**Information shown**

PR #168, opened 2022-02-20
Name arrays of character animations

Tmcg2:
Things like Single/Dobule blink animations for example


MegaMech:
The only thing confusing me with this PR is if this is end of the game celebration/lose animations Or if this is like player select menu animations (or potentially both). The reason I'm confused is cause of "deselect animation"

Tmcg2:
Celebration is used when you select a character, win a VS  or Battle round, or win a Grand Prix
Defeat is used when you lose a VS or Battle round (and, presumably, if you get 4th place in a Grand Prix)
Deselect is used when you deselect on the character on the character selection screen (so, press A to select then press B)

MegaMech (approved):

**To do**
The answer should be the entries, given again without a single difference.

**Task solution**
PR #168, opened 2022-02-20
Name arrays of character animations

Tmcg2:
Things like Single/Dobule blink animations for example


MegaMech:
The only thing confusing me with this PR is if this is end of the game celebration/lose animations Or if this is like player select menu animations (or potentially both). The reason I'm confused is cause of "deselect animation"

Tmcg2:
Celebration is used when you select a character, win a VS  or Battle round, or win a Grand Prix
Defeat is used when you lose a VS or Battle round (and, presumably, if you get 4th place in a Grand Prix)
Deselect is used when you deselect on the character on the character selection screen (so, press A to select then press B)

MegaMech (approved):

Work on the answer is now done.